Chapter 20   AP objectives

Chapter 20    DNA Technology


DNA Cloning
1. Explain how advances in recombinant DNA technology have helped scientists study the eukaryotic genome.
2. Describe the natural function of restriction enzymes and explain how they are used in recombinant DNA technology.
3. Explain how the creation of sticky ends by restriction enzymes is useful in producing a recombinant DNA molecule.
4. Outline the procedures for cloning a eukaryotic gene in a bacterial plasmid.
5. Describe techniques that allow identification of recombinant cells that have taken up a gene of interest.
6. Define and distinguish between genomic libraries using plasmids, phages, and cDNA.
7. Describe the role of an expression vector.
8. Describe two advantages of using yeast cells instead of bacteria as hosts for cloning or expressing eukaryotic genes.
9. Describe two techniques to introduce recombinant DNA into eukaryotic cells.
10. Describe the polymerase chain reaction (PCR) and explain the advantages and limitations of this procedure.
11. Explain how gel electrophoresis is used to analyze nucleic acids and to distinguish between two alleles of a gene.
12. Describe the process of nucleic acid hybridization.
13. Describe the Southern blotting procedure and explain how it can be used to detect and analyze instances of restriction fragment length polymorphism (RFLP).
14. Explain how RFLP analysis facilitated the process of genomic mapping.
  DNA Analysis and Genomics
15. Explain the goals of the Human Genome Project.
16. Explain how linkage mapping, physical mapping, and DNA sequencing each contributed to the genome mapping project.
17. Describe the alternate approach to whole-genome sequencing pursued by J. Craig Venter and the Celera Genomics company.
18. Explain how researchers recognize protein-coding genes within DNA sequences.
19. Describe the surprising results of the Human Genome Project.
20. Explain how the vertebrate genome, including that of humans, generates greater diversity than the genomes of invertebrate organisms.
21. Explain how in vitro mutagenesis and RNA interference help researchers to discover the functions of some genes.

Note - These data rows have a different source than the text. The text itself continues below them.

PR #366, opened 2017-01-22
Add silent argument/option to the configure command to obfuscate output

dmmulroy:
Give users an option obfuscate/hide the output from the configure command.
My personal use case: Running exercism on Travis CI and my API key being publicly view-able in the output/logfile.


kytrinyx:
I really like this. Thanks @dmmulroy!

PR #379, opened 2017-03-25
Fix minor formatting issue in RELEASE doc

kytrinyx:
There was an unmatched underscore in the markdown for something which was intended to be italic.


kytrinyx:
I'm going to go ahead and merge this.

PR #398, opened 2017-06-30
Support the two most recent releases of Go

kytrinyx:
1.8 was released recently, let's remove support for 1.6 and add 1.8


Tonkpils:
👍 Ah, thanks for reminding me to read up on changes in Go 1.8 🎉

PR #410, opened 2017-08-04
[WIP] New CLI for v2 redesign of Exercism

kytrinyx:
🚧 🚧 🚧 **PLEASE DO NOT MERGE** 🚧 🚧 🚧 

This forms the basis for a complete redesign of the CLI. I'm working off of the proposal in https://github.com/exercism/discussions/issues/129#issuecomment-318867116, though there will likely be small differences as I get into the nitty-gritty details and discover that I hadn't thought certain edge cases through.

I will open issues for each of the sub-tasks, each of which will be closed by submitting a pull request **to the nextercism branch** rather than to master. After all the functionality for launch is ready, we will cut an alpha release, which will not affect the `upgrade` command for people using the current client.

I've left in a lot of the logic that we already have, but need to rewrite pretty much everything to do with downloading exercises and submitting solutions, as the new site deals with this very differently. I will also be moving all the strings that we use to communicate with users into a settings configuration file, which the CLI will update on a regular basis by calling an endpoint on the website.

This pull request does a few things:

- updates the [README][] and moves development instructions into a [Contributing guide][contributing]
- creates the basic structure of the app using the github.com/spf13/cobra library
- stubs in empty commands for all the commands that I want in the initial release
- adds basic user and api configuration
- updates the api and cli packages to work with the new configuration objects
- updates all the godeps

It leaves in all the basic api client implementation stuff, as well as the functionality that is driving the debug, upgrade, and open commands. The commands themselves will have to be reimplemented within Cobra, but that should be quite straight forward.

## New configuration implementation

The new config package in this PR is worth looking at. I've used github.com/spf13/viper as the basis of the functionality, which means that we can bind the existing configs to command-line flags where that makes sense.

We've had a number of discussions about where configuration files should go, most recently in https://github.com/exercism/cli/issues/400

In this new implementation of the CLI, we're operating with the concept of the **config home directory**, which can be accessed via `config.Dir()`. This is implemented in [dir.go][]. This directory will contain several configuration files: `user.json`, `cli.json`, and `api.json`.

The config home directory can be configured via the `EXERCISM_CONFIG_HOME` environment variable. If that is not set, the CLI will use the `XDG_CONFIG_HOME` variable. If that isn't set either, it will use `~/.config/exercism` on Linux and MacOS, and `%APPDATA%` on Windows.

I'm going to need help from the @exercism/windows folks testing the Windows part, as I don't have access to a Windows machine.

[...]

PR #433, opened 2017-08-09
[nextercism] Refactor Bail function to BailOnError

robphoenix:
Ref https://github.com/exercism/cli/pull/410#discussion_r132183548

I briefly considered
```
BailOnError(usrCfg.Load(viperUserConfig))
```
but decided against for readability.

Not as much work as I thought it might be.

### DIFF
--- a/cmd/cmd.go
+++ b/cmd/cmd.go
@@ -5,9 +5,11 @@ import (
 	"os"
 )
 
-// Bail handles exitable errors in commands.
+// BailOnError handles exitable errors in commands.
 // TODO: figure out what goes here.
-func Bail(err error) {
-	log.Println(err)
-	os.Exit(1)
+func BailOnError(err error) {
+	if err != nil {
+		log.Println(err)
+		os.Exit(1)
+	}
 }
--- a/cmd/configure.go
+++ b/cmd/configure.go
@@ -26,20 +26,20 @@ You can also override certain default settings to suit your preferences.
 `,
 	Run: func(cmd *cobra.Command, args []string) {
 		usrCfg := config.NewEmptyUserConfig()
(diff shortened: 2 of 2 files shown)


cmd/cmd.go
```diff
@@ -5,9 +5,11 @@ import (
 	"os"
 )
 
-// Bail handles exitable errors in commands.
+// BailOnError handles exitable errors in commands.
 // TODO: figure out what goes here.
-func Bail(err error) {
-	log.Println(err)
-	os.Exit(1)
+func BailOnError(err error) {
```
nywilken: Any particular reason why we are using the log package here over a fmt?

cmd/cmd.go
```diff
@@ -5,9 +5,11 @@ import (
...
+	if err != nil {
+		log.Println(err)
```
nywilken: Since we are using the log pkg we can replace lines 12 and 13 with `log.Fatalln(err)`

cmd/cmd.go
kytrinyx: Nah, not really. I haven't figured out what the behavior on bail should be yet, so I just stuck something in there as a placeholder.

Before we release the CLI we should definitely talk about this!

cmd/cmd.go
kytrinyx: Yeah, I don't feel strongly yet about what we put here, since it's just a placeholder. If you have some thoughts about how we should deal with errors, would you go ahead and submit a PR with them so we can discuss? (Or open an issue).

For this I just want to bring it in, as it's mostly about tucking the `if err != nil {}` bit into this method than getting the actual behavior right on exit.

PR #436, opened 2017-08-09
[nextercism] Clean up the command tests

kytrinyx:
There are two commits in this one.

The first introduces an abstraction to hide the boilerplate involved in writing tests for cobra commands.

The second uses the abstraction for the configure command.

### DIFF
--- a/cmd/cmd_test.go
+++ b/cmd/cmd_test.go
@@ -1,0 +1,51 @@
+package cmd
+
+import (
+	"io/ioutil"
+	"os"
+	"testing"
+
+	"github.com/spf13/cobra"
+	"github.com/stretchr/testify/assert"
+)
+
+const cfgHomeKey = "EXERCISM_CONFIG_HOME"
+
+type CommandTest struct {
+	App            *cobra.Command
+	Cmd            *cobra.Command
+	InitFn         func()
+	TmpDir         string
+	Args           []string
+	OriginalValues struct {
+		ConfigHome string
+		Args       []string
+	}
+}
+
+func (test *CommandTest) Setup(t *testing.T) {
+	dir, err := ioutil.TempDir("", "command-test")
+	assert.NoError(t, err)
+
+	test.TmpDir = dir
+	test.OriginalValues.ConfigHome = os.Getenv(cfgHomeKey)
+	test.OriginalValues.Args = os.Args
+
+	os.Setenv(cfgHomeKey, test.TmpDir)
+
+	os.Args = test.Args
+
+	test.Cmd.ResetFlags()
+	test.InitFn()
+
+	test.App = &cobra.Command{}
+	test.App.AddCommand(test.Cmd)
+}
+
+func (test *CommandTest) Teardown(t *testing.T) {
+	os.Setenv(cfgHomeKey, test.OriginalValues.ConfigHome)
+	os.Args = test.OriginalValues.Args
+	if err := os.RemoveAll(test.TmpDir); err != nil {
+		t.Fatal(err)
+	}
+}
--- a/cmd/cmd_test.go
+++ b/cmd/cmd_test.go
@@ -11,6 +11,27 @@ import (
 
 const cfgHomeKey = "EXERCISM_CONFIG_HOME"
 
+// CommandTest makes it easier to write tests for Cobra commands.
+//
+// To initialize, give it the three fields Cmd, InitFn, and Args.
+// Then call Setup, and defer the Teardown.
+// The args are the faked out os.Args. The first two arguments
+// in the Args will be ignored. These represent the command (e.g. exercism)
+// and the subcommand (e.g. download).
+//
+// Finally, when you have done whatever other setup you need in your
+// test, call the command by calling Execute on the App.
+//
+// Example:
+// cmdTest := &CommandTest{
+// 	Cmd:    myCmd,
+// 	InitFn: initMyCmd,
+// 	Args:   []string{"fakeapp", "mycommand", "arg1", "--flag", "value"},
+// }
+// cmdTest.Setup(t)
+// defer cmdTest.Teardown(t)
+// ...
+// cmdTest.App.Execute()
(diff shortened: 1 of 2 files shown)


cmd/cmd_test.go
```diff
@@ -0,0 +1,51 @@
...
+	Cmd            *cobra.Command
+	InitFn         func()
+	TmpDir         string
+	Args           []string
+	OriginalValues struct {
+		ConfigHome string
+		Args       []string
+	}
+}
+
```
kytrinyx: I didn't create a `NewCommandTest` method, because the arguments would end up being long and messy, and I prefer to have them all on separate lines.

To initialize one of these it needs 3 of the fields: `Cmd` (e.g. `downloadCmd`), `InitFn` (e.g. `initDownloadCmd`), and `Args` (the faked out os.Args).

cmd/cmd_test.go
```diff
@@ -0,0 +1,51 @@
...
+func (test *CommandTest) Setup(t *testing.T) {
```
kytrinyx: Both `Setup` and `Teardown` take a `testing.T`, which means that they can `t.Fatal` if things go terribly wrong, or `assert.NoError` for things that might go a little bit wrong.

cmd/cmd_test.go
```diff
@@ -0,0 +1,51 @@
...
+	os.Args = test.Args
+
+	test.Cmd.ResetFlags()
+	test.InitFn()
+
+	test.App = &cobra.Command{}
+	test.App.AddCommand(test.Cmd)
+}
+
+func (test *CommandTest) Teardown(t *testing.T) {
```
kytrinyx: This is so we can `defer test.Teardown(t)` and have all the cleanup happen all in one go.

cmd/configure_test.go
```diff
@@ -1,106 +1,82 @@
...
-		os.Args = osArgs
-	}()
-
-	// Set up a bogus root command.
-	fakeCmd := &cobra.Command{}
-	// Add the real configureCmd to it.
-	fakeCmd.AddCommand(configureCmd)
-
 	tests := []struct {
+		desc           string
```
kytrinyx: This is so that we're not confused about which test is failing.

cmd/configure_test.go
```diff
@@ -1,106 +1,82 @@
...
-			args: []string{"fakeapp", "configure", "--token", "c"},
-			// It overwrites the flags that are passed without losing the ones that are not.
+			desc:           "It overwrites the flags that are passed, without losing the ones that are not.",
+			args:           []string{"fakeapp", "configure", "--token", "c"},
 			existingUsrCfg: &config.UserConfig{Token: "token-c", Workspace: "/workspace-c"},
 			expectedUsrCfg: &config.UserConfig{Token: "c", Workspace: "/workspace-c"},
-			// It gets the default API base URL.
+		},
+		{
+			desc:           "It gets the default API base URL.",
```
kytrinyx: I split apart the last test case into two separate ones. I realized that they were completely unrelated.

cmd/configure_test.go
```diff
@@ -1,106 +1,82 @@
...
-		// Override the environment to use the fake config dir.
-		os.Setenv(cfgHomeKey, dir)
+	for _, test := range tests {
+		cmdTest := &CommandTest{
+			Cmd:    configureCmd,
+			InitFn: initConfigureCmd,
+			Args:   test.args,
+		}
+		cmdTest.Setup(t)
+		defer cmdTest.Teardown(t)
```
kytrinyx: This block is what the initialization looks like for the `CommandTest` value.

cmd/configure_test.go
```diff
@@ -1,106 +1,82 @@
...
 
 		if test.existingUsrCfg != nil {
 			// Write a fake config.
 			cfg := config.NewEmptyUserConfig()
 			cfg.Token = test.existingUsrCfg.Token
 			cfg.Workspace = test.existingUsrCfg.Workspace
-			err = cfg.Write()
-			assert.NoError(t, err)
+			err := cfg.Write()
+			assert.NoError(t, err, test.desc)
```
kytrinyx: The `test.desc` is used as the last argument to all the `assert` package functions.

cmd/configure_test.go
```diff
@@ -1,106 +1,82 @@
...
-		// Now let's get a new config and see that it got written properly.
-		usrCfg, err := config.NewUserConfig()
-		assert.NoError(t, err)
-
-		assert.Equal(t, test.expectedUsrCfg.Token, usrCfg.Token)
-		assert.Equal(t, test.expectedUsrCfg.Workspace, usrCfg.Workspace)
-
-		apiCfg, err := config.NewAPIConfig()
-		assert.NoError(t, err)
+		if test.expectedUsrCfg != nil {
```
kytrinyx: I had to wrap the sets of assertions in an if statement so that I could split apart the unrelated test cases.

kytrinyx:
Dang it. I have the configure cleanup in a separate PR. I'm going to put a WIP on this—don't review it yet. I'll rebase and make it smaller after the other PR gets merged.

kytrinyx:
Alrighty, this is good to go.

cmd/cmd_test.go
robphoenix: Is it worth adding this to a doc string?
```
// CommandTest ...
//
// To initialize  it needs 3 of the fields: 
// Cmd, InitFn, and Args (the faked out os.Args)
// 
// For example:
// cmdTest := &CommandTest{
//			Cmd:    configureCmd,
//			InitFn: initConfigureCmd,
//			Args:   test.args,
//		}
```
It'd be good to have this explanation with the struct for future contributors.

kytrinyx: Ah, yes! That's a great idea.

kytrinyx:
Thanks @robphoenix. I added comments, and will merge as soon as the build is green.

PR #437, opened 2017-08-09
[nextercism] Tidy up the tests for the configure command

kytrinyx:
Make sure we have a description so that test failures are easier to track down.

Don't combine two unrelated test cases into one.


kytrinyx:
Minor cleanup. Merging.

PR #439, opened 2017-08-10
[nextercism] Figure out where to download an exercise to

kytrinyx:
Nextercism is going to let people have separate solutions exploring the same problem.
Each solution has its own ID, and can contain any number of iterations. So someone might be exploring an object oriented approach and a functional approach to the same exercise, at the same time.

They will be able to do this in directories that are numbered serially, so the first one
would be 'thingy', then the second would be 'thingy-2'.

When downloading an exercise, this means that we need to figure out which of the existing
directories for the exercise of the same name is the one that we want to write to.

If it's none of them, then we need to make a new directory.

I really wasn't sure about the naming (which is why this doesn't pass golint right now).


workspace/workspace.go
```diff
@@ -102,3 +103,53 @@ func (ws Workspace) Locate(exercise string) ([]string, error) {
...
 }
+
+func (ws Workspace) SolutionPath(exercise, solutionID string) (string, error) {
+	paths, err := ws.Locate(exercise)
+	if !IsNotExist(err) && err != nil {
+		return "", err
+	}
+
+	return ws.DetermineSolutionPath(paths, exercise, solutionID, PathContainsSolution)
+}
```
kytrinyx: This is the method that will be used in the download command. It will create a new workspace that is based on the track rather than on the entire Exercism workspace. That way it only finds the directories that contain the exercise in question (e.g. `thingy`, `thingy-2`, `thingy-3`).

The `Locate` method is the one that walks the workspace to find all the directories that match the name plus an optional numeric suffix. We're using it in the open command to find the list of potential solutions to open in the browser.

The last argument to `DetermineSolutionPath` that lets us figure out for a given path whether or not it contains the solution with the given ID. I inject the function so that I can test it without having to create fixtures for all the combinations of paths that I have.

workspace/workspace.go
```diff
@@ -102,3 +103,53 @@ func (ws Workspace) Locate(exercise string) ([]string, error) {
...
+
+// TODO: PathContainsSolution might need a different name.
```
kytrinyx: I would love some help thinking about the naming (this will need to be updated even if the names stay the same, as this is not passing golint at the moment).

workspace/workspace.go
```diff
@@ -102,3 +103,53 @@ func (ws Workspace) Locate(exercise string) ([]string, error) {
...
+			return "", err
+		}
+		if ok {
+			return path, nil
+		}
+	}
+	m := map[string]bool{}
+	for _, path := range paths {
+		m[path] = true
+	}
```
kytrinyx: If we haven't found a solution, then I want to be able to do a lookup to see whether or not we have a particular path. This creates a lookup table of the paths that were passed in.

workspace/workspace_test.go
```diff
@@ -153,3 +153,117 @@ func TestLocate(t *testing.T) {
...
+	assert.NoError(t, err)
+	assert.True(t, ok)
+
+	ok, err = PathContainsSolution(filepath.Join(root, "nope"), "abc")
+	assert.NoError(t, err)
+	assert.False(t, ok)
+
+	_, err = PathContainsSolution(filepath.Join(root, "broken"), "abc")
+	assert.Error(t, err)
+}
```
kytrinyx: I added a test for this because I wanted to be sure that I was handling the difference between a NotExists error (which is not an error in this context) and a broken solution metadata file.

workspace/workspace_test.go
```diff
@@ -153,3 +153,117 @@ func TestLocate(t *testing.T) {
...
+			filepath.Join(ws.Dir, "bat"):      "aaa",
+			filepath.Join(ws.Dir, "dog"):      "aaa",
+			filepath.Join(ws.Dir, "dog-2"):    "bbb",
+			filepath.Join(ws.Dir, "dog-3"):    "ccc",
+			filepath.Join(ws.Dir, "rabbit"):   "aaa",
+			filepath.Join(ws.Dir, "rabbit-2"): "bbb",
+			filepath.Join(ws.Dir, "rabbit-4"): "ccc",
+		}
+		return pathToSolutionID[path] == solutionID, nil
+	}
```
kytrinyx: This is the mock function that lets us get away with not having fixture directories and fixture solution metadata files for all of these tests.

workspace/workspace.go
robphoenix: `IsSolutionPath`
`PathHasSolution`
`SolutionInPath`
`IsSolutionDir`
`SolutionPathExists`
`PathExists`
`SolutionExists`
`IsSolutionExist`
`SolutionIsExist`

workspace/workspace.go
```diff
@@ -102,3 +103,57 @@ func (ws Workspace) Locate(exercise string) ([]string, error) {
...
+	if os.IsNotExist(err) {
+		return false, nil
+	}
+	if err != nil {
+		return false, err
+	}
+	return s.ID == solutionID, nil
+}
+
+// TODO: DetermineSolutionPath might need a different name.
```
robphoenix: `ResolveSolutionPath`
`SolutionPath`

workspace/workspace.go
robphoenix: Nice.

workspace/workspace.go
kytrinyx: I like `IsSolutionDir` and `IsSolutionPath`. I'm thinking _path_ rather than _dir_ since we're passing in an absolute path.

If we go with one of those then we'll need to swap the order of the arguments. My thinking is:

- **path** contains **solution** -> path, solution
- is **solution** **path** -> solution, path

workspace/workspace.go
kytrinyx: I'm already using `SolutionPath` at the top level, which is why I suspect that my abstraction is a little bit forced. When it's hard to name things that tends to be a sign that my thinking isn't completely clear yet.

I like `ResolveSolutionPath` better than `DetermineSolutionPath`. I think I'll go with that.

PR #443, opened 2017-08-15
[nextercism] Implement troubleshoot command.

### LINKED ISSUE #415: nextercism: implement troubleshoot command

Command name: `troubleshoot` (alias `t`).
`cmd/troubleshoot.go`.

I chose the name `troubleshoot` rather than `debug` so that we can have a single-letter alias without crashing into the `download` command.

The current implementation (https://github.com/exercism/cli/blob/master/cmd/debug.go) is probably almost directly portable. The only difference would be that you can get a user configuration with `config.NewUserConfig()` instead of making one from scratch and populating it.

**UPDATE** There is a second difference. We'll have an explicit `/ping` endpoint to call for the Exercism API.

robphoenix:
Closes #415

### DIFF
--- a/cli/status.go
+++ b/cli/status.go
@@ -70,7 +70,11 @@ func (status *Status) Check() (string, error) {
 	status.Version = newVersionStatus(status.cli)
 	status.System = newSystemStatus()
 	status.Configuration = newConfigurationStatus(status)
-	status.APIReachability = newAPIReachabilityStatus()
+	ar, err := newAPIReachabilityStatus()
+	if err != nil {
+		return "", err
+	}
+	status.APIReachability = ar
 
 	return status.compile()
 }
@@ -85,12 +89,15 @@ func (status *Status) compile() (string, error) {
 	return bb.String(), nil
 }
 
-func newAPIReachabilityStatus() apiReachabilityStatus {
+func newAPIReachabilityStatus() (apiReachabilityStatus, error) {
+	apiCfg, err := config.NewAPIConfig()
+	if err != nil {
+		return apiReachabilityStatus{}, nil
+	}
 	ar := apiReachabilityStatus{
 		Services: []*apiPing{
 			{Service: "GitHub", URL: "https://api.github.com"},
-			{Service: "Exercism", URL: "http://exercism.io/api/v1"},
-			{Service: "X-API", URL: "http://x.exercism.io"},
+			{Service: "Exercism", URL: apiCfg.URL("ping")},
 		},
 	}
 	var wg sync.WaitGroup
@@ -99,7 +106,7 @@ func newAPIReachabilityStatus() apiReachabilityStatus {
 		go service.Call(&wg)
 	}
 	wg.Wait()
-	return ar
+	return ar, nil
 }
 
 func newVersionStatus(cli *CLI) versionStatus {
@@ -166,9 +173,8 @@ func redactToken(token string) string {
 }
 
 const tmplSelfTest = `
-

22. Explain the purposes of gene expression studies. Describe the use of DNA microarray assays and explain how they facilitate such studies.
23. Define and compare the fields of proteomics and genomics.
24. Explain the significance of single nucleotide polymorphisms in the study of the human evolution.
  Practical Applications of DNA Technology
25. Describe how DNA technology can have medical applications in such areas as the diagnosis of genetic disease, the development of gene therapy, vaccine production, and the development of pharmaceutical products.
26. Explain how DNA technology is used in the forensic sciences.
27. Describe how gene manipulation has practical applications for environmental and agricultural work.
28. Describe how plant genes can be manipulated using the Ti plasmid carried by Agrobacterium as a vector.
29. Explain how DNA technology can be used to improve the nutritional value of crops and to develop plants that can produce pharmaceutical products.
30. Discuss the safety and ethical questions related to recombinant DNA studies and the biotechnology industry.